Выделенные факторы позволяют указать группу параметров, на которую нужно воздействовать, чтобы получить максимальный эффект от лечения. Например, для стабилизации уровня артериального давления следует воздействовать на всю группу признаков, описывающих гемодинамический фактор. При этом следует учитывать ремоделирование сердца при формировании патофизиологических взаимоотношений в системе кровообращения у пациентов с гипертонической болезнью. Поскольку ожирение является одним из факторов риска, то снижение веса позволит нормализовать фактор, отвечающий за соответствие массы и роста. Исключение стрессовых ситуаций пациентом позволит улучшить показатели, формирующие иммунологический фактор, а также нормализовать фактор, характеризующий уровень слаженности работы сердца и легких.
ЛИТЕРАТУРА
[1] Чазова И. Е. и др. Диагностика и лечение артериальной гипертензии. Рекомендации Российского медицинского общества по артериальной гипертонии и Всероссийского научного общества кардиологов. М., 2008.
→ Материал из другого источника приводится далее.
PR #27, opened 2023-10-20
[feature] : Add BlockDetails Page

horizenight:
## Description

Detailed comments:
Adding the BlockDetails functionality

### DIFF
--- a/src/entities/transaction/model.ts
+++ b/src/entities/transaction/model.ts
@@ -14,7 +14,7 @@ declare global {
       time_to_live_ms: number;
       nonce: null | number;
       metadata: any;
-    }
+    };
     signatures: Signature[];
     rejection_reason?: string;
   }
@@ -48,6 +48,15 @@ export function mapFromDto(transaction: TransactionDto): Transaction {
 
 export async function fetchList(params?: PaginationParams): Promise<Paginated<Transaction>> {
   const res = await http.fetchTransactions(params);
+  const data = res.data.map(mapFromDto);
+
+  return {
+    pagination: res.pagination,
+    data,
+  };
+}
+export async function fetchBlocksList(selectedTransaction: TransactionDto[], params?: PaginationParams): Promise<Paginated<Transaction>> {
+  const res = await http.fetchBlockTransactions(selectedTransaction);
   const data = res.data.map(mapFromDto);
 
   return {
--- a/src/entities/transaction/model.ts
+++ b/src/entities/transaction/model.ts
@@ -57,7 +57,7 @@ export async function fetchList(params?: PaginationParams): Promise<Paginated<Tr
   };
 }
 // TODO  paginated List => make generic change a list to paginated list
-export async function fetchBlocksList(selectedTransaction: TransactionDto[], params?: PaginationParams): Promise<Paginated<Transaction>> {
+export function fetchBlocksList(selectedTransaction: TransactionDto[], params?: PaginationParams): Paginated<Transaction> {
   const res = pagination(selectedTransaction, params);
   const data = res.data.map(mapFromDto);
   return {
--- a/src/entities/transaction/model.ts
+++ b/src/entities/transaction/model.ts
@@ -1,5 +1,6 @@
 import { Instruction } from '@iroha2/data-model';
 import { http } from '~shared/api';
+import { pagination } from '~shared/api/mock-factories/utils';
 
 declare global {
   export interface Transaction {
@@ -55,10 +56,10 @@ export async function fetchList(params?: PaginationParams): Promise<Paginated<Tr
     data,
   };
 }
+// TODO  paginated List => make generic change a list to paginated list
 export async function fetchBlocksList(selectedTransaction: TransactionDto[], params?: PaginationParams): Promise<Paginated<Transaction>> {
-  const res = await http.fetchBlockTransactions(selectedTransaction);
+  const res = pagination(selectedTransaction, params);
   const data = res.data.map(mapFromDto);
-
   return {
     pagination: res.pagination,
     data,
--- a/src/features/blocks/utils/useBlockTable.ts
+++ b/src/features/blocks/utils/useBlockTable.ts
@@ -1,4 +1,4 @@
-import { Ref, ref, computed } from 'vue';
+import { Ref, ref } from 'vue';
 import { transactionModel } from '~entities/transaction';
 
 export type TableFetchFn<T> = (params: PaginationParams) => Promise<Paginated<T>>;
@@ -13,46 +13,48 @@ export type TablePagination = {
 export function useBlockTable() {
   const loading = ref(false);
   const selectedTransaction: Ref<TransactionDto[]> = ref([]);
+  const items: Ref<Transaction[]> = ref([]);
   const pagination: Ref<TablePagination> = ref({
     page: 1,
     page_size: 10,
     pages: 1,
     total: 10,
   });
-
-  const items = computed(() => {
+  function fetch() {
     const res = transactionModel.fetchBlocksList(selectedTransaction.value, {
       page: pagination.value.page,
       page_size: pagination.value.page_size,
     });
-
+    items.value = res.data;
     pagination.value = {
       ...res.pagination,
       pages: Math.ceil(res.pagination.total / res.pagination.page_size),
     };
-
-    return res.data;
-  });
+  }
 
   function setTransaction(transaction: TransactionDto[]) {
     selectedTransaction.value = transaction;
+    fetch();
   }
 
   function nextPage() {
     if (pagination.value.page < pagination.value.pages) {
       pagination.value.page += 1;
+      fetch();
     }
   }
 
   function prevPage() {
     if (pagination.value.page > 1) {
       pagination.value.page -= 1;
+      fetch();
     }
   }
 
   function setPage(index: number) {
     if (index !== pagination.value.page) {
       pagination.value.page = index;
+      fetch();
     }
   }
 
@@ -60,6 +62,7 @@ export function useBlockTable() {
     if (n !== pagination.value.page_size) {
       pagination.value.page_size = n;
       pagination.value.page = 1;
+      fetch();
     }
   }
 
--- a/src/features/blocks/utils/useBlockTable.ts
+++ b/src/features/blocks/utils/useBlockTable.ts
@@ -1,0 +1,76 @@
+import { Ref, ref, computed } from 'vue';
+import { transactionModel } from '~entities/transaction';
+
+export type TableFetchFn<T> = (params: PaginationParams) => Promise<Paginated<T>>;
+
+export type TablePagination = {
+  page: number;
+  page_size: number;
+  pages: number;
+  total: number;
+};
+
+export function useBlockTable() {
+  const loading = ref(false);
+  const selectedTransaction: Ref<TransactionDto[]> = ref([]);
+  const pagination: Ref<TablePagination> = ref({
+    page: 1,
+    page_size: 10,
+    pages: 1,
+    total: 10,
+  });
+
+  const items = computed(() => {
+    const res = transactionModel.fetchBlocksList(selectedTransaction.value, {
+      page: pagination.value.page,
+      page_size: pagination.value.page_size,
+    });
+
+    pagination.value = {
+      ...res.pagination,
+      pages: Math.ceil(res.pagination.total / res.pagination.page_size),
+    };
+
+    return res.data;
+  });
+
+  function setTransaction(transaction: TransactionDto[]) {
+    selectedTransaction.value = transaction;
+  }
+
+  function nextPage() {
+    if (pagination.value.page < pagination.value.pages) {
+      pagination.value.page += 1;
+    }
+  }
+
+  function prevPage() {
+    if (pagination.value.page > 1) {
+      pagination.value.page -= 1;
+    }
+  }
+
+  function setPage(index: number) {
+    if (index !== pagination.value.page) {
+      pagination.value.page = index;
+    }
+  }
+
+  function setSize(n: number) {
+    if (n !== pagination.value.page_size) {
+      pagination.value.page_size = n;
+      pagination.value.page = 1;
+    }
+  }
+
+  return {
+    loading,
+    items,
+    pagination,
+    nextPage,
+    prevPage,
+    setPage,
+    setSize,
+    setTransaction,
+  };
+}
--- a/src/pages/BlockDetails.spec.ts
+++ b/src/pages/BlockDetails.spec.ts
@@ -37,7 +37,14 @@ describe('BlockDetails.vue', async () => {
     expect(blockCardComponent.exists()).toBe(true);
     expect(blockTransactionsListComponent.exists()).toBe(true);
   });
+
 });
+
+describe('BlockDetailsCard.vue', () => {
+  it('renders things fine', () => {
+
+  })
+})
 
 // test2
 // write a test that matches the backend data to mocked data types and if there types matches it passses
--- a/src/pages/BlockDetails.spec.ts
+++ b/src/pages/BlockDetails.spec.ts
@@ -1,0 +1,46 @@
+import { mount, config } from '@vue/test-utils';
+import { describe, it, vi, expect } from 'vitest';
+import BlockDetails from '../pages/BlockDetails.vue';
+import { createRouter, createWebHistory } from 'vue-router';
+import { routes } from '../../src/app/router';
+
+const router = createRouter({
+  history: createWebHistory(),
+  routes,
+});
+
+config.global.mocks = {
+  $t: (msg:string) => msg,
+};
+
+vi.mock('vue-i18n', () => ({
+  useI18n: () => ({
+    t: (msg:string) => msg,
+  }),
+}));
+
+// Test conditional rendering:
+// Verify that elements like the block-details-card and transactions-list-page are only rendered when block has a value.
+describe('BlockDetails.vue', async () => {
+  it('renders the block-details-card and block-transactions-list correctly', async () => {
+    router.push('/blocks/606600');
+    await router.isReady();
+    const wrapper = mount(BlockDetails, {
+      global: {
+        plugins: [router],
+      },
+    });
+    await wrapper.vm.$nextTick();
+    await new Promise(resolve => setTimeout(resolve, 10));
+    const blockCardComponent = wrapper.find('.block-details-card__body');
+    const blockTransactionsListComponent = wrapper.find('.transactions-list-page');
+    expect(blockCardComponent.exists()).toBe(true);
+    expect(blockTransactionsListComponent.exists()).toBe(true);
+  });
+});
+
+// test2
+// write a test that matches the backend data to mocked data types and if there types matches it passses
+
+// test 3: Test pagination:
+// Verify that the pagination controls work as expected, adjusting the displayed transactions based on the selected page.
--- a/src/pages/BlockDetails.vue
+++ b/src/pages/BlockDetails.vue
@@ -20,86 +20,7 @@
 
       <!-- Card Body  -->
       <template #default>
-        <div class="block-details-card__body">
-          <div class="block-details-card__column">
-            <div class="block-details-card__column__row">
-              <span class="h-sm cell">{{
-                `${$t("block", 1)} ${$t("hash")}`
-              }}</span>
-              <BaseHash
-                :hash="block.block_hash"
-                :link="`/blocks/${block.height}`"
-                :type="hashType"
-                copy
-                class="block-details-card__column__row__hash"
-              />
-            </div>
-            <div class="block-details-card__column__row">
-              <span class="h-sm cell">{{
-                $t('blockDetails.transactionMerkleRootHash')
-              }}</span>
-              <BaseHash
-                :hash="block.transactions_merkle_root_hash"
-                :link="`/blocks/${block.height}`"
-                :type="hashType"
-                copy
-                class="block-details-card__column__row__hash"
-              />
-            </div>
-            <div class="blocks-details-card__column__row">
-              <BaseLink
-                :to="`/blocks/${block.height}`"
-                class="block-details-card__column__row__hashFrame"
-              >
-                <!-- TODO wait for design to specify what should happen on click"-->
-                {{
-                  $t("blockDetails.viewChangeProofs", {
-                    length: block.view_change_proofs.length,
-                  })
-                }}
-              </BaseLink>
-            </div>
-          </div>
-          <div class="block-details-card__column">
-            <div class="block-details-card__column__row">
-              <span class="h-sm cell">{{
-                $t("blockDetails.parent") +
-                  " " +
-                  $t("block", 1) +
-                  " " +
-                  $t("hash")
-              }}</span>
-              <BaseHash
-                :hash="block.parent_block_hash"
-                :link="`/blocks/${block.height}`"
-                :type="hashType"
-                copy
-                class="block-details-card__column__row__hashFrame"
-              />
-            </div>
-            <div class="block-details-card__column__row">
-              <span class="h-sm cell">{{
-                $t('blockDetails.rejectedTransactionMerkleRootHash')
-              }}</span>
-              <BaseHash
-                :hash="block.rejected_transactions_merkle_root_hash"
-                :link="`/blocks/${block.height}`"
-                :type="hashType"
-                copy
-                class="block-details-card__column__row__hash"
-              />
-            </div>
-            <div class="blocks-details-card__row">
-              <BaseLink
-                :to="`/blocks/${block.height}`"
-                class="block-details-card__column__row__hashFrame"
-              >
-                <!-- TODO wait for design to specify what should happen on click"-->
-                {{ $t("blockDetails.invalidatedTransactionHash",{length: block.invalidated_blocks_hashes.length}) }}
-              </BaseLink>
-            </div>
-          </div>
-        </div>
+        <BlockDetailsCard rejected_merkle_root_hash="" block-number="" merkle_root_hash="" parent_block_hash="" view_change_proofs="" invalidated_block_hashes="" hash="" />
       </template>
     </BaseContentBlock>
   </div>
@@ -177,6 +98,7 @@ import BaseTable from '~base/BaseTable.vue';
 import BaseHash from '~shared/ui/components/BaseHash.vue';
 import BaseLink from '~shared/ui/components/BaseLink.vue';
 import ArrowIcon from '~icons/arrow.svg';
+import BlockDetailsCard from "~pages/BlockDetailsCard.vue";
 
 const WINDOW_WIDTH_BREAKPOINT_TO_SHRINK_HASH = 1200;
 
--- a/src/pages/BlockDetails.vue
+++ b/src/pages/BlockDetails.vue
@@ -1,0 +1,339 @@
+<template>
+  <div v-if="block && block.height">
+    <BaseContentBlock :title="$t('Block ') + '#' + block.height" class="block-details-card">
+      <!-- Card Header -->
+      <template #header>
+        <div class="block-details-card__title">
+          <ArrowIcon />
+          <h2 class="base-content-block__title">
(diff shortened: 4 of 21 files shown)


src/shared/api/mock-factories/block.ts
```diff
@@ -10,3 +11,17 @@ export function makeBlock(block_hash?: string): BlockShallow {
...
+
+export function makeBlockDetails(height?: number): Block {
+  return {
+    block_hash: hash(64),
+    parent_block_hash: hash(64),
+    rejected_transactions_merkle_root_hash: hash(64),
+    invalidated_blocks_hashes: [],
+    height: height ?? randNumber(),
+    rejected_transactions: [],
+    timestamp: new Date(Date.now() - 10000).toISOString(),
```
0x009922, line 23: Suggest using date utils from `@ngneat/falso`, e.g. [`randPastDate`](https://ngneat.github.io/falso/docs/date/#randpastdate)

src/shared/lib/table.ts
```diff
@@ -78,3 +79,67 @@ export function useTable<T>(fetchFn: TableFetchFn<T>) {
...
+    loading.value = true;
+    const res = await transactionModel.fetchBlocksList(selectedTransaction, {
+      page: pagination.page,
+      page_size: pagination.page_size,
+    });
+    items.value = res.data;
+    pagination.page = res.pagination.page;
+    pagination.page_size = res.pagination.page_size;
+    pagination.total = res.pagination.total;
+    pagination.pages = Math.ceil(res.pagination.total / res.pagination.page_size);
```
0x009922, line 103: You can define `pagination` with `ref()` instead of `reactive` and replace the whole object at once:

```ts
const pagination = ref<null | TablePagination>(null)

// ...

pagination.value = {
  ...res.pagination,
  pages: Math.ceil(res.pagination.total / res.pagination.page_size)
}
```

src/shared/api/index.ts
```diff
@@ -10,6 +11,8 @@ interface HTTPService {
   fetchPeerStatus(): Promise<Status>;
   fetchRoles(): Promise<Role[]>;
   fetchBlocks(params?: PaginationParams): Promise<Paginated<BlockShallow>>;
+  fetchBlocksDetails(id: number): Promise<Block>;
+  fetchBlockTransactions(transactions:TransactionDto[], params?: PaginationParams):Promise<Paginated<TransactionDto>>;
```
0x009922, line 15: `fetchBlockTransactions` - what API endpoint does it reflect?

This interface is a convenient wrap around backend's API. AFAIK, backend doesn't have a method to get transactions from a certain block.

src/shared/api/dto.ts
```diff
@@ -128,7 +128,7 @@ declare global {
     /**
      * List of serialized {@link @iroha2/data-model#VersionedValidTransaction}
      */
-    transactions: string[];
+    transactions: TransactionDto[];
```
0x009922, line 131: ..why?

Look at the `BlockDTO` at the backend:

https://github.com/soramitsu/iroha2-block-explorer-backend/blob/57da68535e2043e0694ae4049ffac83bae2565d1/src/web/blocks.rs#L64

It has `transactions: Vec<SerScaleHex<TransactionValue>>`. Thus, in JSON it will be `string[]`.

src/shared/api/http.ts
```diff
@@ -55,6 +55,10 @@ export function fetchBlocks(params?: PaginationParams): Promise<Paginated<BlockS
   return get('/blocks', params);
 }
 
+export function fetchBlocksDetails(block_hash: string): Promise<Block> {
```
0x009922, line 58: Look at the [API reference](https://github.com/soramitsu/iroha2-block-explorer-backend/blob/57da68535e2043e0694ae4049ffac83bae2565d1/api.md#get-apiv1blocksheight-or-hash):

> `/api/v1/blocks/{height or hash}`

Therefore, to make `fetchBlockDetails` more accurate, it should be:

```suggestion
export function fetchBlocksDetails(height_or_hash: string | number): Promise<Block> {
```

src/shared/lib/table.ts
```diff
@@ -78,3 +79,67 @@ export function useTable<T>(fetchFn: TableFetchFn<T>) {
     setSize,
   };
 }
+// for generating blocksListTable in paginated way
+export function useBlockTable(selectedTransaction: TransactionDto[]) {
```
0x009922, line 83: `shared/lib/table` contains _shared_ utils related to tables all across the application. `useBlockTable` should be placed somewhere in the scope of the block details page/feature. You need to comprehend how [Feature-Sliced Design](https://feature-sliced.design/) works.

Apart from that, `useBlockTable` seems to be almost a full copy of `useTable`.

src/pages/BlockDetails.vue
```diff
@@ -0,0 +1,339 @@
...
+            </div>
+          </div>
+
+          <div class="transactions-list-page__column">
+            <div class="transactions-list-page__label">Block</div>
+
+            <BaseLink :to="'/blocks/' + item.block_height">
+              {{ item.block_height }}
+            </BaseLink>
+          </div>
```
0x009922, line 125: This column is probably redundant. All transactions displayed in this table already belong to the block which displays the table.

src/pages/BlockDetails.vue
```diff
@@ -0,0 +1,339 @@
...
+    ? route.params.id.join('')
+    : route.params.id;
+  const height = parseInt(heightString, 10); // Convert the string to an integer
+  console.log(height);
+  const fetchData = async () => {
+    try {
+      const blockDetails = await http.fetchBlocksDetails(height);
+      block.value = blockDetails;
+      console.log(blockDetails);
+      table = useBlockTable(blockDetails.transactions);
```
0x009922, line 179: You should avoid using composables outside of the scope of the component.

`useBlockTable` will initialize reactive logic on invocation (such as refs, reactive objects, watchers, hooks etc). In order for this reactive logic to work properly (e.g. destroy watchers when the component is disposed), it should be initialised within component's _setup_ stage, or during its lifecycle hooks.

In this case, however, you invoke an async function at any time and then initialize reactive data within `useBlockTable`. Vue will not track the reactivity properly.

src/pages/BlockDetails.vue
```diff
@@ -0,0 +1,339 @@
...
+
+let table = useBlockTable([]);
+const block = ref();
+
+onBeforeMount(() => {
+  // Access the route object and get the 'id' parameter
+  const route = useRoute(); // Use useRoute to access the $route object
+  const heightString = Array.isArray(route.params.id)
+    ? route.params.id.join('')
+    : route.params.id;
```
0x009922, line 171: I guess `params.id` should never be an array. If it is, it is an exception.

src/pages/BlockDetails.vue
```diff
@@ -0,0 +1,339 @@
...
+  TransactionTypeFilter,
+} from '~features/filter-transactions';
+
+import BaseContentBlock from '~base/BaseContentBlock.vue';
+import BaseTable from '~base/BaseTable.vue';
+import BaseHash from '~shared/ui/components/BaseHash.vue';
+import BaseLink from '~shared/ui/components/BaseLink.vue';
+import ArrowIcon from '~icons/arrow.svg';
+
+const HASH_BREAKPOINT = 1200;
```
0x009922, line 152:
```suggestion
const WINDOW_WIDTH_BREAKPOINT_TO_SHRINK_HASH = 1200;
```

0x009922 (changes requested):

src/shared/api/index.ts
```diff
@@ -1,4 +1,5 @@
 interface HTTPService {
+[x: string]: any;
```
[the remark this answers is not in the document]
horizenight: This was overhead added by the ```VScode```. 
Removed it in latest commit.

src/shared/api/mock-factories/block.ts
horizenight: Acknowledged and replaced the timestamp to use ```randPastDate```

src/pages/BlockDetails.vue
```diff
@@ -0,0 +1,339 @@
...
+
+const status = ref<ftm.Status>(null);
+const tab = ref<ftm.Tab>('all');
+
+const { width } = useWindowSize();
+
+const hashType = computedEager(() =>
```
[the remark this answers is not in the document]
horizenight: acknowledged and committed 👍🏼

src/shared/lib/table.ts
horizenight: While I kept most of the code similar to the previous implementation. Using ```ref()``` gives more advantage. 
Acknowledged and committed 👍🏼

src/pages/BlockDetails.vue
horizenight: This column is subject to discussion as per design for the ```BlockDetails Page```.

src/pages/BlockDetails.vue
horizenight: acknowledged and committed 👍🏼

src/pages/BlockDetails.vue
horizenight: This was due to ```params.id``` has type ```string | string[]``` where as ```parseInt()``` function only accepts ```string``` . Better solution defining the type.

[2] Шляхто Е. В. Гипертоническая болезнь. Патогенез и прогрессирование с позиции нейрогенных механизмов. Научно-исследовательский институт кардиологии им. В.А. Алмазова Минздрава России. СПб., 2008.
[3] Фофанов П. Н. Учебное пособие по механокардиографии. URL: http://www.constel.ru/pub. html.
[4] Харман Г. Современный факторный анализ : пер. с англ. В.Я. Лумельского; науч. ред. и вступ. ст. Э.М. Бравермана. М. : Статистика, 1972.
[5] Иберла К. Факторный анализ / пер. с нем. В.М. Ивановой; предисл. А.М. Дуброва. М. : Статистика, 1980.
[6] Гмурман В. Е. Теория вероятностей и математическая статистика. М. : Высш. шк., 2003.
[7] Guttman L. Some necessary conditions for com-mon-factor. Psyhometrika. 1954. № 19. P. 149161.